At the moment when the late passenger ran onto the platform, the penultimate carriage of the train

At the moment when the late passenger ran onto the platform, the penultimate carriage of the train passed by him in time t1 = 10 s. The last carriage passed the passenger in time t2 = 8 s. How long is the passenger late for the train departure? The train moves at uniform acceleration, the length of the carriage is the same.

These tasks: t1 (the duration of the passing of the late passenger of the penultimate carriage) = 10 s; t2 (duration of the last carriage passage) = 8 s.
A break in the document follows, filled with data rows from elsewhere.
PR #5978, opened 2026-08-19
feat(replay): Add manual replay control API

romtsn:
Depends on #5965.

## :scroll: Description

Add `Sentry.replay()` controls for starting full-session or buffered recording, stopping, pausing, resuming, and flushing.

Lifecycle-driven background pauses remain separate from explicit user pauses. Foregrounding resumes only lifecycle-paused recording; an explicit pause remains active across automatic replay restarts in the same process until `resume()` is called. Starting an already-running replay is a no-op; flushing a stopped replay starts a full session, matching the JavaScript SDK. Explicit starts bypass replay sample rates, which continue to control automatic startup.

Give Android applications explicit control over Session Replay for opt-in flows and sensitive screens while preserving automatic lifecycle behavior.

Refs JAVA-325

- Ran all `sentry-android-core` unit tests: 1,601 tests, 0 failures, 1 skipped.
- Ran all `sentry-android-replay` unit tests successfully.
- Added focused coverage for the public API, manual pause behavior, buffering, flushing, and lifecycle transitions.

## :pencil: Checklist

## :crystal_ball: Next steps

- Merge the Android documentation in getsentry/sentry-docs#19077.


sentry-android-replay/src/main/java/io/sentry/android/replay/ReplayIntegration.kt
```diff
@@ -334,6 +346,17 @@ public class ReplayIntegration(
 
   override fun getReplayId(): SentryId = state.get().replayId
 
+  override fun flush() {
```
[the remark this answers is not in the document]
romtsn: that is by design - when errorSampleRate is 0 we shouldn't force-upload manually started replay, the customers should call `flush()` (this is also aligned with JS)

sentry-android-replay/src/main/java/io/sentry/android/replay/ReplayIntegration.kt
```diff
@@ -167,10 +159,38 @@ public class ReplayIntegration(
...
   }
 
-  private fun startInternal() {
+  override fun startBuffering() {
+    enqueueOnMainThread { startInternal(isFullSession = false) }
+  }
+
+  override fun onAppForegrounded(startNewSession: Boolean) {
+    enqueueOnMainThread {
+      if (!isEnabled.get()) {
```
runningcode, line 172: would it make more sense to check this condition before enqueing?

runningcode, line 172: would it make more sense to check this condition before enqueing?

sentry/src/main/java/io/sentry/IReplayApi.java
```diff
@@ -1,7 +1,39 @@
 package io.sentry;
 
+/**
+ * Controls Session Replay. Methods may be called from any thread and return before the requested
+ * operation completes.
+ */
 public interface IReplayApi {
 
+  /** Starts a new replay session. Does nothing if a replay is already being recorded. */
```
runningcode, line 9: just for my understanding why is `start` and `startBuffering` two different calls. Why do we want to start a session separately from Buffering?

sentry/src/main/java/io/sentry/IReplayApi.java
```diff
@@ -1,7 +1,39 @@
...
+  void start();
+
+  /**
+   * Starts replay buffering. The rolling buffer is sent when {@link #flush()} is called or an error
+   * is captured. After the buffer is sent, recording continues in session mode unless the process
+   * is terminating.
+   */
+  void startBuffering();
+
+  /** Stops the current replay. A subsequent {@link #start()} begins a new replay session. */
```
runningcode: does this mean the session is stopped or the buffering is stopped or both?

I ask because we have two different start methods but only a single `stop/pause` which makes it not clear which one the stop stops

sentry-android-replay/src/main/java/io/sentry/android/replay/ReplayIntegration.kt
```diff
@@ -334,6 +346,17 @@ public class ReplayIntegration(
 
   override fun getReplayId(): SentryId = state.get().replayId
 
+  override fun flush() {
+    enqueueOnMainThread {
+      val current = state.get()
+      if (!current.isRecording) {
+        startInternal(isFullSession = true)
```
runningcode, line 368: why does `flush` call `startInternal` if we're not recording?

runningcode (commented):
I did a first pass quick review, ping me for a second round.

sentry/src/main/java/io/sentry/IReplayApi.java
romtsn: we give customers an option to choose which mode they want to start recording in. This could've been a method argument, but we're mimicking the [JS API](https://docs.sentry.io/platforms/javascript/guides/react/session-replay/understanding-sessions/#manually-starting-replay) here to stay aligned.

romtsn: session mode would continuously send replay segments while in buffer mode customers would have to explicitly call `flush()` or raise an error to have anything sent

sentry/src/main/java/io/sentry/IReplayApi.java
romtsn: both, the `stop` logic does not differ between the two (also updated javadoc)

sentry-android-replay/src/main/java/io/sentry/android/replay/ReplayIntegration.kt
romtsn: Also following the [JS API](https://docs.sentry.io/platforms/javascript/guides/react/session-replay/understanding-sessions/#manually-flushing-recording-data) :) I agree it can be a real footgun though - there's one issue open in sentry-javascript re. that https://github.com/getsentry/sentry-javascript/issues/12664. I think I'd still not introduce `recordingMode` as they suggest in the issue above for now, until someone actually hits this (we document the behaviour). Or we could also diverge from JS here and not start a new recording in `flush` at all.

sentry-android-replay/src/main/java/io/sentry/android/replay/ReplayIntegration.kt
```diff
@@ -167,10 +159,38 @@ public class ReplayIntegration(
...
+        if (!isFullSession && !options.sessionReplay.isSessionReplayForErrorsEnabled) {
+          options.logger.log(
+            INFO,
+            "Session replay is not started, full session was not sampled and onErrorSampleRate is not specified",
+          )
+        } else {
+          startInternal(isFullSession)
+        }
+      }
+      resumeInternal()
```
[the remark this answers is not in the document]
romtsn: STARTED already means actively recording: startInternal() calls recorder.start() and strategy.start(). RESUMED is specifically for PAUSED → RESUMED, so forbidding STARTED → RESUMED is intentional.

  The trailing resumeInternal() handles an existing paused replay and correctly no-ops for a newly started one. Existing recorder lifecycle tests confirm this.

sentry-android-replay/src/main/java/io/sentry/android/replay/ReplayIntegration.kt
romtsn: apparently it can break a subtle edge-case https://github.com/getsentry/sentry-java/pull/5978#discussion_r3842227572 so i reverted it to be safe

sentry/src/main/java/io/sentry/IReplayApi.java
runningcode: Can we document that `flush()` sends it up to Sentry? I think it isn't so clear (it could just be flushing to disk).

runningcode (commented):
looks good. I still think the start and startBuffering methods are confusing. Not sure if better javadocs would be less confusing. I understand that it is that way to align with js.

runningcode (approved):
lgtm!

sentry/src/main/java/io/sentry/IReplayApi.java
romtsn: documented!

sentry-android-replay/src/main/java/io/sentry/android/replay/capture/SessionCaptureStrategy.kt
```diff
@@ -91,6 +92,17 @@ internal class SessionCaptureStrategy(
...
+  override fun flush(onSegmentSent: (Date) -> Unit) {
+    createCurrentSegment("flush") { segment ->
+      if (segment is ReplaySegment.Created) {
+        segment.capture(scopes)
+        currentSegment++
+        segmentTimestamp = segment.replay.timestamp
+        isFlushed = true
+      }
+    }
+  }
```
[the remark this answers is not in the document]
romtsn: This one is a false positive. Session flush and stop work are FIFO on the same replay executor. If stop wins on the main thread, its segment teardown and cache cleanup are queued behind the earlier flush; the old cache is then closed/deleted, so this state cannot survive cleanup. Moving these mutations into the main-thread callback would instead let later replay-executor frame tasks observe the old segment ID/timestamp and produce duplicate segments. The timeline therefore stays serialized on the replay executor.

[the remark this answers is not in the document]
romtsn: Good catch — fixed in de61eebb6e and refined in ff3b7aeea2. The mutable segment start and ID are read when the task runs on the replay executor, after any earlier natural boundary. The request cutoff time and replay ID remain invocation snapshots, so executor backlog does not extend the segment. Regression tests cover both queued boundaries and delayed execution.

sentry-android-replay/src/main/java/io/sentry/android/replay/ReplayIntegration.kt
```diff
@@ -167,10 +160,39 @@ public class ReplayIntegration(
...
+    enqueueOnMainThread { startInternal(isFullSession = false) }
+  }
+
+  override fun onAppForegrounded(startNewSession: Boolean) {
+    enqueueOnMainThread {
+      if (!isEnabled.get()) {
+        return@enqueueOnMainThread
+      }
+      if (startNewSession) {
+        stopInternal()
```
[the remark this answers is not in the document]
romtsn: You're right — changed in 59505b3647. A manual pause is now preserved when automatic app-session rollover replaces the replay in the same process. The replacement strategy is paused before the main looper can capture a frame and remains paused until resume() is called. The API docs, changelog, Android docs, and regression test now state this behavior.

sentry-android-replay/src/main/java/io/sentry/android/replay/capture/SessionCaptureStrategy.kt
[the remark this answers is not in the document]
romtsn: `ReplayIntegration` holds the same strategy object, not copies of its timeline fields. The callback is only needed when buffer mode converts to a differentstrategy.

sentry-android-replay/src/main/java/io/sentry/android/replay/capture/SessionCaptureStrategy.kt
```diff
@@ -179,15 +191,16 @@ internal class SessionCaptureStrategy(
...
       ReplayRunnable("$TAG.$taskName") {
+        // Keep the request time so executor delays do not extend the segment, but read the mutable
+        // timeline here so a queued natural boundary cannot make it stale.
+        val currentSegmentTimestamp = segmentTimestamp ?: return@ReplayRunnable
         val segment =
           createSegmentInternal(
-            duration,
+            requestedAt - currentSegmentTimestamp.time,
             currentSegmentTimestamp,
             replayId,
```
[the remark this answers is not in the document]
romtsn: Fixed in 69a9fb0f5e. Natural segment boundaries and the replay deadline now use the frame timestamp captured before enqueueing, so executor backlog no longer counts as recorded time or advances the timeline ahead of queued request-time operations. The regression test delays executor execution past both thresholds and verifies neither is triggered.

sentry-android-replay/src/main/java/io/sentry/android/replay/capture/SessionCaptureStrategy.kt
```diff
@@ -179,17 +191,17 @@ internal class SessionCaptureStrategy(
...
+        // cannot make this snapshot stale.
+        val now = dateProvider.currentTimeMillis
+        val currentSegmentTimestamp = segmentTimestamp ?: return@ReplayRunnable
         val segment =
           createSegmentInternal(
-            duration,
+            now - currentSegmentTimestamp.time,
             currentSegmentTimestamp,
-            replayId,
+            currentReplayId,
```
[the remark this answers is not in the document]
romtsn: Fixed in 69a9fb0f5e. resume() now captures the resume time on the caller thread but applies the timeline update on the replay executor, behind any queued pause, flush, or frame work. A regression test verifies that a queued pause still captures the pre-resume segment.

sentry-android-replay/src/main/java/io/sentry/android/replay/capture/SessionCaptureStrategy.kt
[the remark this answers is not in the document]
romtsn: This is intentional. ReplayIntegration holds the same SessionCaptureStrategy instance, so it observes currentSegment, segmentTimestamp, and isFlushed directly. The callback is needed for buffer-to-session conversion because that swaps strategy instances; invoking it here would apply the same session update twice. Both natural boundaries and flush mutate this strategy on the replay executor, which preserves their ordering.

PR #5979, opened 2026-08-21
fix(android): Handle default-package ANR frame modules (JAVA-696)

0xadam-brown:
## :scroll: Description

Updates `ThreadDumpParser` so ANR frames for classes in Java's default package are emitted with the correct module name.

Prior to this PR, when the parser saw a Java or JNI frame whose class has no package, it would reconstruct the frame's module as though a package existed. That turned a class like `MainActivity` into `null.MainActivity`. 

This PR fixes that by teaching `ThreadDumpParser` to build the module name conditionally:

- if a package name is present, emit `package.class`
- if no package name is present, emit just `class`

The same logic is applied consistently to both Java frames and JNI frames, since both parsing paths share the same optional-package shape.

Absent this PR, we'd see:

- an invalid synthetic module name for default-package classes;
- distored downstream in-app classification, since that logic depends on the module name; and
- internally inconsistent parsed ANR frames, where the function, file, and line point at one class but the module name points at another, non-existent one.

resolves: JAVA-696

TDD-style unit tests.

## :pencil: Checklist


romtsn (approved):
nice!

PR #5989, opened 2026-08-25
fix(core): Make feature flag buffer merging thread-safe

runningcode:
## :scroll: Description

When we merge the feature flags in merge(), we iterate through the lists without copying them or obtaining a lock.
The add() method obtains a lock, and does the add by first removing an existing flag (if exists) then adding it again and then doing another remove if the list is too long.

That means that if we call merge and then another thread calls add, there's no guarantee that anything will work or that it won't throw an exception.

The fix here is to use immutable lists and swap them under the lock. This makes reading the list produce an immutable snapshot.

Other improvements because of that change and also in this PR:
- `clone()` is now free — it shares the list rather than copying it. Since the class doc calls scope cloning the optimized path, this is the one that matters.
- `add()` drops from three full array copies to one.
- `CopyOnWriteArrayList` disappears from the class; `clear()` becomes an empty-list swap.
- `maxSize` becomes `final`, which it always should have been — as written, a thread obtaining a buffer through a data race could legally observe `maxSize == 0`.
- `FeatureFlagEntry.nanos` becomes a primitive `long` instead of a boxed `@NotNull Long`, and its stale `@SuppressWarnings("UnusedVariable")` is gone.
- Merge tie-breaks now favour the most specific scope (CURRENT > ISOLATION > GLOBAL) instead of the reverse. Previously strict `>` meant whichever buffer was tested first won equal timestamps.

`getFeatureFlags()` is left annotated `@Nullable` even though it never returns null, to stay consistent with the `IFeatureFlagBuffer` signature.

* resolves: JAVA-704

Added a test that merges in a loop while another thread adds flags. Against the old implementation it fails with `ArrayIndexOutOfBoundsException: Index 100 out of bounds for length 100`; against the new one it passes. Also added a test pinning `clone()` independence, since clone changed from copying the list to sharing it. Full `:sentry:test` suite passes and `apiDump` produces no changes.

## :pencil: Checklist

## :crystal_ball: Next steps

JAVA-704 also notes an optional follow-up: replacing `System.nanoTime()` with a static `AtomicLong` sequence, which would give a total order across buffers with no ties at all and no dependence on clock granularity. Left out here to keep the change small.

### DIFF
--- a/CHANGELOG.md
+++ b/CHANGELOG.md
@@ -5,6 +5,7 @@
 ### Fixes
 
 - Prevent duplicated breadcrumbs on tombstone-merged native crash events ([#5888](https://github.com/getsentry/sentry-java/pull/5888))
+- Prevent events from being dropped when feature flags are added while an event is being captured ([#5989](https://github.com/getsentry/sentry-java/pull/5989))
 - Prevent a class of Session Replay deadlocks by confining lifecycle state changes to Android's main thread ([#5965](https://github.com/getsentry/sentry-java/pull/5965))
 
 ### Performance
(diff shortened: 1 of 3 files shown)


markushi (approved):
Nice, LGTM!

adinauer (approved):
LGTM!
Wrote down benchmark results and reasoning in https://github.com/getsentry/sentry-java/pull/5994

1) Car length: L = Vн * t1 + a * t1 ^ 2/2 (penultimate car) or L = Vн1 * t ^ 2 + a * t2 ^ 2/2 (last car).

2) The speed of the train at the moment the passenger hits the platform: Vн = a * top.

3) The speed of the train at the moment of passing the last carriage: Vн1 = a * (t1 + top).

4) The resulting equality: a * top * t1 + a * t2 ^ 2/2 = a * (t1 + top) * t2 + a * t2 ^ 2/2.

top * t1 + t1 ^ 2/2 = (t1 + top) * t ^ 2 + t2 ^ 2/2.

top * 10 + 10 ^ 2/2 = (10 + top) * 8 + 8 ^ 2/2.

10top + 50 = 80 + 8top + 32.

2top = 62 and top = 62/2 = 31 s.

Answer: The passenger was 31 seconds late.